Ratification of the Kyoto Protocol by India will encourage other developing countries also to undertake this exercise.
Implementation of Clean Development Mechanism (CDM) projects under this commitment period in accordance with Sustainable Development priorities will attract some investments in India as well.
The United Nations Framework Convention on Climate Change (UNFCC) seeks to stabilise Green House Gas concentrations in the atmosphere at a level that would minimize interference with the climate system.
Recognizing that developed countries are principally responsible for the current high levels of Greenhouse Gas (GHGs) in the atmosphere, the Kyoto Protocol places commitments on developed nations to undertake mitigation targets and to provide financial resources and transfer of technology to the developing nations.
Developing countries like India have no mandatory mitigation obligations or targets under the Kyoto Protocol.
The Kyoto Protocol was adopted in 1997
First commitment period was from 2008-2012.
At Doha in 2012, the amendments to Kyoto Protocol for the 2nd commitment period (the Doha Amendment) were successfully adopted for the period 2013- 2020. Developed countries have already started implementing their commitments under the ‘opt-in’ provisions of the Doha Amendment.
India has always emphasized the importance of climate actions by developed country Parties in the pre-2020 period.
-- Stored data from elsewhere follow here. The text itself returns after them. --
PR #468, opened 2016-05-05
Non numeric categories colormap

squirrelo:
This adds the ability to do colormaps for mixed string and numeric columns. Useful if you have a numeric column with a few string types for missing data, or for highlighting missing values in what should otherwise be a numeric column.

An error alert is given if there are 1 or 0 numeric values, otherwise it does this:

(this gif is outdated):
coloring


examples/build.py
```diff
@@ -43,10 +45,10 @@ def listify(a):
 coords = np.random.randn(N, 10).tolist()
 pct_var = (1/np.exp(np.arange(10))).tolist()
 
-md_headers = ['SampleID', 'DOB']
+md_headers = ['SampleID', 'DOB', 'Strings']
 metadata = []
 for _id in coords_ids:
-    metadata.append([_id, ''.join(sample(categories, 1))])
+    metadata.append([_id, ''.join(sample(categories, 1)), ''.join(choice(ascii_letters) for x in range(10))])
```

Besides, it has advocated climate actions based on the principles and provisions of the Convention, such as the principle of Equity and Common but differentiated responsibilities and respective capabilities (CBDR & RC).
CBDT issues Guiding Principles for determination of Place of Effective Management (POEM) of a Company
About– The concept of Place of Effective Management (POEM) for deciding the Residential Status of a company was introduced by the Finance Act, 2015.
The intent is to target shell companies and companies which are created for retaining income outside India although real control and management of affairs is located in India.
It is emphasised that these guidelines are not intended to cover foreign companies or to tax their global income, merely on the ground of presence of Permanent Establishment or Business connection in India.
POEM guidelines shall not apply to companies having turnover or gross receipts of Rs. Fifty (50) Crore or less in a financial year.